萧辰笑了,“一个重伤垂死的人焚烧战旗,更能激怒他,不是吗?”
没人能反驳。
计划定下,立刻执行。
天色已经暗了,血月升起,把草原染成诡异的暗红色。
队伍分成两拨,一拨往西,一拨往东,像两把刀子,刺向王庭这个巨大的脓包。
萧辰跟着佯攻部队。
他骑在马上,左手握着那面染血的战旗,右手按在刀柄上。
丹田里那滴冰凰精血在微微发烫——不是热,是极寒到极致产生的错觉。
他能感觉到,精血的力量正在缓慢释放,虽然被青凤和墨凤的凤魄力量层层封印,但哪怕泄露出一丝,也足够让周围的温度下降几度。
两个时辰后,王庭在望。
夜色里,那片黑色的土地更加阴森。
金帐顶部的骨刺在血月下泛着暗红的光,像一只蜷缩的巨兽在呼吸。
尸兵们还在游荡,眼窝里的绿火连成一片,像鬼火组成的海洋。
铁木尔打了个手势,队伍停下。
“就这儿。”
他低声说,“再往前就会被发现。”
萧辰下马,从马背上解下一个木架——临时做的,用来挂战旗。
他把战旗展开,绑在木架上,然后插进冻土里。
旗面在夜风中猎猎作响,虽然残破,但白狼图腾依然清晰。
“点火。

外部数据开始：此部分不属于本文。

PR #1433, opened 2020-04-17
JAVA-2741: Extending serialization to keyspace/table metadata classes

absurdfarce:


integration-tests/src/test/java/com/datastax/oss/driver/api/core/metadata/SerializableMetadataIT.java
```diff
@@ -0,0 +1,105 @@
...
+    assertTrue(tableOption.isPresent());
+    TableMetadata table = tableOption.get();
+    assertTrue(table instanceof DefaultTableMetadata);
+
+    /* Validate that the table metadata is fully populated */
+    assertFalse(table.getPartitionKey().isEmpty());
+    assertFalse(table.getClusteringColumns().isEmpty());
+    assertFalse(table.getColumns().isEmpty());
+    // TODO: What kind of objects can be set for options here?  How do we guarantee they're
+    // serializable?
```
absurdfarce: Another odd case.  Options are presently defined as Objects and at the moment it looks like all of them are serializable (based on the contents of TableParser).  But this is hardly a guarantee going forward.  It'd be nice if we could change RelationMetadata.getOptions() to return a Map<CqlIdentifier, Serializable> but I can already hear @olim7t pointing out that that would be an API change (and with good reason).

Presumably we can just do the same thing here we did with the interfaces... instances of these interfaces are serializable as long as the concrete type is itself serializable.  In this case we'd have something in the docs saying the default table metadata impl is serializable as long as the options used are (which should be the common case).  Does that seem adequate?

integration-tests/src/test/java/com/datastax/oss/driver/api/core/metadata/SerializableMetadataIT.java
```diff
@@ -0,0 +1,105 @@
...
+  @Test
+  public void should_contain_serializable_metadata() {
+
+    Optional<KeyspaceMetadata> ksOption =
+        sessionRule.session().getMetadata().getKeyspace("numbers");
+    assertTrue(ksOption.isPresent());
+    KeyspaceMetadata ks = ksOption.get();
+    assertTrue(ks instanceof DefaultKeyspaceMetadata);
+
+    /* Validate that the keyspace metadata is fully populated */
```
absurdfarce: "fully populated" here means "all the maps in DefaultKeyspaceMetadata have data in them".  This definition is based on the impl of the class and therefore isn't super-flexible.  I'd love to have a definition based on the class (i.e. if the concrete instance had some kind of isFullyPopulated() method or something) but doing so seemed to lead down some unpleasant avenues... so I decided to leave it at this for now.

I'm certainly open to better suggestions here.

core/src/main/java/com/datastax/oss/driver/internal/core/metadata/schema/DefaultAggregateMetadata.java
```diff
@@ -40,7 +41,7 @@
   @NonNull private final DataType returnType;
   @NonNull private final FunctionSignature stateFuncSignature;
   @NonNull private final DataType stateType;
-  @NonNull private final TypeCodec<Object> stateTypeCodec;
+  @NonNull private final transient TypeCodec<Object> stateTypeCodec;
```
absurdfarce: Perhaps the most significant change in an otherwise straightforward PR.  It didn't seem reasonable to make the codec serializable so I went with this approach right now.  The IT still passes even though the codec won't be populated after deserialization becuase stateTypeCodec isn't included in the equals() impl.

My working assumption was that this change wouldn't be terribly significant in practice.  A missing codec here will cause AggregateMetadata.describe() will misbehave on deserialized instances.  But the presumed motivation for making these classes serializable is (at least largely) to use them directly as DTOs... and their performance in that role should still be intact here.

Perhaps another not worth documenting... but not much more?

absurdfarce: Correction: AggregateMetadata.describe() will be fine in this case.  It will make an attempt to use the codec but if that results in an exception (which it will in this case by way of an NPE) it falls back to toString() instead.  Still seems worthwhile adding an explicit test for this functionality as a guard against future breakage.

core/src/main/java/com/datastax/oss/driver/internal/core/metadata/schema/DefaultAggregateMetadata.java
```diff
@@ -109,6 +110,13 @@ public DataType getStateType() {
     if (initCond == null) {
       return Optional.empty();
     }
+    if (stateTypeCodec == null) {
+      LOG.debug(
+          String.format(
+              "Null codec for INITCOND for %s.%s, using toString instead.  This often indicates use of a deserialized AggregateMetadata instance.",
+              keyspace.asInternal(), signature.getName().asInternal()));
+      return Optional.of(initCond.toString());
+    }
```
absurdfarce: This is not strictly necessary; the try/catch block below will catch the NPE in cases where stateTypeCodec is null from deserialization.  I added the explicit case here only to avoid adding messages at WARN to the logging infrastructure... DEBUG seemed like a more reasonable level for this (admittedly probably rare in practice) case.

integration-tests/src/test/java/com/datastax/oss/driver/api/core/metadata/SerializableMetadataIT.java
```diff
@@ -0,0 +1,152 @@
...
+    // TODO: What kind of objects can be set for options here?  How do we guarantee they're
+    // serializable?
+    assertFalse(table.getOptions().isEmpty());
+    assertFalse(table.getIndexes().isEmpty());
+
+    SerializationUtils.roundtrip((DefaultKeyspaceMetadata) ks);
+  }
+
+  @Test
+  public void should_support_describe_for_aggregates_with_deserialized_instances() {
```
absurdfarce: This test already passed due to the exception handling in DefaultAggregateMetadata.describe().  Adding this as an explicit integration test as a guard against future breakage in functionality (since that's the only area affected by the transient declaration).

adutra:
Shouldn't you add a `serialVersionUID` field to the modified classes?

absurdfarce:
Yes, I should @adutra.  This was a mistake on my part.  I didn't see the additions on the PR for JAVA-1858 and missed them in spot checks on the affected classes so I thought the convention was to not include them.  I'll add them in the next round of fixes.

core/src/main/java/com/datastax/oss/driver/internal/core/metadata/schema/DefaultAggregateMetadata.java
olim7t: Maybe we should pre-compute the result of `formatInitCond()` in the constructor, and store that as a field instead of the codec.
The original intent in storing the codec was to avoid formatting eagerly if it's never going to be used, but I'll take that over a deserialized object that doesn't describe correctly.

integration-tests/src/test/java/com/datastax/oss/driver/api/core/metadata/SerializableMetadataIT.java
```diff
@@ -0,0 +1,153 @@
...
+  public void should_contain_serializable_metadata() {
+
+    KeyspaceMetadata ks = getAndValidateKsMetadata();
+
+    /* Validate that the keyspace metadata is fully populated */
+    assertFalse(ks.getUserDefinedTypes().isEmpty());
+    assertFalse(ks.getTables().isEmpty());
+    assertFalse(ks.getViews().isEmpty());
+    assertFalse(ks.getFunctions().isEmpty());
+    assertFalse(ks.getAggregates().isEmpty());
```
olim7t: Nit: we've pretty much settled on AssertJ as de facto standard by now, please use it instead of JUnit assertions. As a bonus, it has more fluent alternatives for most of those checks:
```java
assertThat(ks.getUserDefinedTypes()).isEmpty();
```
\+ the optional example from my other comment

integration-tests/src/test/java/com/datastax/oss/driver/api/core/metadata/SerializableMetadataIT.java
```diff
@@ -0,0 +1,153 @@
...
+    /* Validate that the table metadata is fully populated */
+    assertFalse(table.getPartitionKey().isEmpty());
+    assertFalse(table.getClusteringColumns().isEmpty());
+    assertFalse(table.getColumns().isEmpty());
+    // TODO: What kind of objects can be set for options here?  How do we guarantee they're
+    // serializable?
+    assertFalse(table.getOptions().isEmpty());
+    assertFalse(table.getIndexes().isEmpty());
+
+    SerializationUtils.roundtrip((DefaultKeyspaceMetadata) ks);
```
olim7t: Nit -- we have a built-in utility for that: `SerializationHelper.serializeAndDeserialize`.

It's essentially the same thing, but we wrote it at a time when commons-lang wasn't yet available in the classpath (I'm not even sure how it landed here TBH). Let's use it everywhere for the sake of consistency.

integration-tests/src/test/java/com/datastax/oss/driver/api/core/metadata/SerializableMetadataIT.java
```diff
@@ -0,0 +1,153 @@
...
+            "CREATE OR REPLACE FUNCTION avgFinal ( state tuple<int,bigint> ) CALLED ON NULL INPUT RETURNS double LANGUAGE java AS"
+                + " 'double r = 0; if (state.getInt(0) == 0) return null; r = state.getLong(1); r/= state.getInt(0); return Double.valueOf(r);'",
+            "CREATE AGGREGATE IF NOT EXISTS average ( int ) SFUNC avgState STYPE tuple<int,bigint> FINALFUNC avgFinal INITCOND (0,0)",
+            "TRUNCATE all",
+            "INSERT INTO all (val,doub,str) VALUES (1,2,'one')",
+            "INSERT INTO all (val,doub,str) VALUES (2,4,'two')",
+            "INSERT INTO all (val,doub,str) VALUES (3,6,'three')",
+            "CREATE MATERIALIZED VIEW IF NOT EXISTS big AS SELECT * FROM all"
+                + " WHERE val is not null and doub is not null and val > 2"
+                + " PRIMARY KEY (val,doub)");
```
olim7t: Schema-related testing is always annoying because it has to work against all the server versions in our CI suite. In particular, the functions, aggregates and views used here are going to be a problem with legacy Cassandra versions.

I don't like to piggyback on existing tests, but for this particular case we could avoid a lot of headaches by reusing `DescribeIT`, which already has the logic to deal with backward compatibility. It could be as simple as throwing a serialization roundtrip in the middle of the existing method, or we could add a separate one.

As a bonus, comparing the `describeWithChildren` output of the top-level keyspace gives us a pretty reliable deep comparison, without having to enumerate all the children.

olim7t (changes requested):
Looks pretty good, just a couple of minor remarks.

integration-tests/src/test/java/com/datastax/oss/driver/api/core/metadata/SerializableMetadataIT.java
olim7t: > I can already hear @olim7t pointing out that that would be an API change

I've thought it so loud that you heard me 😉 

+1 to add a note in the javadocs.

Note that this should remain mostly the responsibility of the driver; it's technically possible to plug custom schema logic that parses custom table options, but I don't think it's very likely to happen. So it will be up to us to keep that in mind and test it correctly if new option types get added.

integration-tests/src/test/java/com/datastax/oss/driver/api/core/metadata/SerializableMetadataIT.java
olim7t: Would that notion of "fully populated" be of any use outside of tests though?

If this is more about how deep we should go with the checks, see my suggestion in another comment to merge this with `DescribeIT`.

core/src/main/java/com/datastax/oss/driver/internal/core/metadata/schema/DefaultAggregateMetadata.java
absurdfarce: Yeah, I think I agree.  I mean the describe() op does have a fallback to toString() if the codec chucks an exception while doing it's formatting... but I agree it's probably better to avoid the transient/nullable stuff if we can.

I'll make the change.

integration-tests/src/test/java/com/datastax/oss/driver/api/core/metadata/SerializableMetadataIT.java
absurdfarce: No, the idea of "fully populated" doesn't really have any meaning outside of tests.  That's part of the reason I'm not lobbying for it... it feels like a @VisibleForTesting kind of thing of limited utility

I'll look into this more as I look to migrating this stuff to DescribeIT

integration-tests/src/test/java/com/datastax/oss/driver/api/core/metadata/SerializableMetadataIT.java
absurdfarce: Hmmm, interesting... I'll look more at DescribeIT and see what's involved in such a migration.  Doesn't sound too bad on the face of it.

integration-tests/src/test/java/com/datastax/oss/driver/api/core/metadata/SerializableMetadataIT.java
absurdfarce: Bah, that's on me.  I know AssertJ is preferred... I used the JUnit checks when I was getting this test going and forgot to convert before I threw this open to review. :facepalm: 

Will fix.

integration-tests/src/test/java/com/datastax/oss/driver/api/core/metadata/SerializableMetadataIT.java
absurdfarce: > I've thought it so loud that you heard me :wink: 

I mean, there's also the fact that I agree with you... the two work together nicely :)

integration-tests/src/test/java/com/datastax/oss/driver/api/core/metadata/SerializableMetadataIT.java
absurdfarce: Looks like it's Gremlin's fault:

```
[INFO] +- org.apache.tinkerpop:gremlin-core:jar:3.4.5:compile
[INFO] |  +- org.apache.tinkerpop:gremlin-shaded:jar:3.4.5:compile
[INFO] |  +- commons-configuration:commons-configuration:jar:1.10:compile
[INFO] |  |  \- commons-lang:commons-lang:jar:2.6:compile
[INFO] |  +- commons-collections:commons-collections:jar:3.2.2:compile
[INFO] |  +- org.apache.commons:commons-lang3:jar:3.8.1:compile
[INFO] |  +- org.yaml:snakeyaml:jar:1.15:compile
[INFO] |  +- com.carrotsearch:hppc:jar:0.7.1:compile
[INFO] |  +- com.jcabi:jcabi-manifests:jar:1.1:compile
[INFO] |  |  \- com.jcabi:jcabi-log:jar:0.14:compile
[INFO] |  +- com.squareup:javapoet:jar:1.11.1:compile
[INFO] |  +- net.objecthunter:exp4j:jar:0.4.8:compile
[INFO] |  \- org.slf4j:jcl-over-slf4j:jar:1.7.25:compile
```

I love that the same artifact brings in both commons-lang2 (via a transitive dep) and commons-lang3 directly. :rage:

absurdfarce:
Previous standalone IT has now been moved over to DescribeIT per suggestion above.  As a nice bonus I added an explicit clustering column declaration to one of the tables in the CQL files used by that test; it was needed for the serialization test but also should help the describe test by more fully exercising that code.  Also added some version gates around some of the "is this metadata object fully populated" tests in order to avoid checking for functionality in prior versions which wasn't supported yet.

I _believe_ everything referenced in the initial round of reviews has now been addressed... somebody correct me if I missed something.

integration-tests/src/test/java/com/datastax/oss/driver/core/metadata/DescribeIT.java
```diff
@@ -158,4 +202,35 @@ private File getScriptFile() {
...
+    for (int i = 1; i < statements.size(); i++) {
+      String statement = statements.get(i);
+      try {
+        SESSION_RULE.session().execute(statement);
+      } catch (Exception e) {
+        fail("Error executing statement %s (%s)", statement, e);
+      }
+    }
+
+    return scriptContents;
```
olim7t: nit: return value is not used

olim7t (changes requested):
Sorry I missed something during the last review 🤦 : there are custom metadata implementations for DSE. I guess we need to make them serializable too. You can test that by running `DescribeIT` against DSE (e.g. `-Dccm.dse=true -Dccm.version=6.8.0`).

Also nit: please add an entry in the changelog.

integration-tests/src/test/java/com/datastax/oss/driver/core/metadata/DescribeIT.java
absurdfarce: Yeah, this was put in there to make IntelliJ happy.  I'll change the method to just return a list of failed statements and do the fail() at the caller.

olim7t: Why not just make the method void?

olim7t (approved):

”
萧辰说。
老张递过火把。
萧辰接过,盯着战旗看了三息,然后毫不犹豫地把火把凑到旗角。
干燥的布料遇火即燃。
火焰顺着旗面往上爬,吞噬着血迹,吞噬着图腾,吞噬着那个曾经在草原上自由驰骋的公主最后的痕迹。
火光映红了萧辰的脸。
也映红了所有人的眼睛。
几乎在战旗燃起的瞬间——
王庭深处,金帐方向,传来一声震天的咆哮。
不是狼嚎,是人的怒吼,但充满了野兽的暴虐和疯狂。
紧接着,一道血红色的光柱从金帐顶部冲天而起,直插云霄。
光柱中,一个高大的身影缓缓升起——正是血狼王。
他悬浮在半空,血红的眼睛死死盯着这边,盯着那面燃烧的战旗。
然后他动了。
不是走,是飞——或者说,是凭借恐怖的内力在空中滑翔。
速度快得吓人,像一颗血色流星砸向这边。
“来了!”
铁木尔嘶吼,“准备!”
两百人同时点燃燃烧罐,朝王庭方向扔去。
几十个火球划破夜空,砸进尸群,炸开一片火海。
尸兵被烧得惨叫——虽然它们不知道疼,但本能地畏惧火焰。
但这还不够。
血狼王根本不管那些燃烧罐,他直直冲向萧辰,冲向那面燃烧的战旗。
距离越来越近。
萧辰能看清他脸上狰狞的表情,能看清他胸口霜狼之心剧烈的光芒,能看清他眼中那种恨不得把自己撕成碎片的杀意。
但他没动。
他只是站在原地,看着血狼王扑来。
然后,在血狼王距离他还有三十丈时,他抬手,按在了自己胸口。
丹田里,那滴冰凰精血的封印,被他主动撕开了一道缝隙。
一丝——仅仅是一丝——纯粹的冰寒之力涌出,顺着经脉流遍全身。
萧辰的眼睛,瞬间变成了冰蓝色。
他周围的空气开始结冰,脚下的冻土裂开蛛网般的纹路,飘落的雪花在他头顶三丈处就凝固成冰晶。
血狼王的速度明显一滞。
他感觉到了。
那股至寒至净、专克阴邪的力量。
“冰凰……”
他嘶声说,“你居然……”
萧辰咧嘴,满嘴是血,但笑得很灿烂。
“惊喜吗?”
然后他转身,朝西面狂奔——不是逃跑,是引着血狼王,远离王庭,远离血池,给墨凤和青凤争取时间。
血狼王果然追来。
他完全被激怒了,也完全被那丝冰凰之力吸引了——如果能吞掉这个人,他吸收乌兰雪血脉的速度会加快十倍!
两道身影,一前一后,在血色月光下狂奔。
前面是冰蓝的寒雾。
后面是血红的煞气。
而在王庭东侧,墨凤和青凤看着那道远去的光影,同时深吸一口气。
“该我们了。”
墨凤说。
她抽出冰翎。
三尺长的冰晶羽毛在夜色中泛着柔和的光,所过之处,尸气退散,连血月的光芒都仿佛被净化了。
三十个人,像三十道影子,悄无声息地滑进王庭。
朝着地下血池的方向。
朝着乌兰雪遗体所在的地方。
朝着这场生死赌局的,最后一个筹码。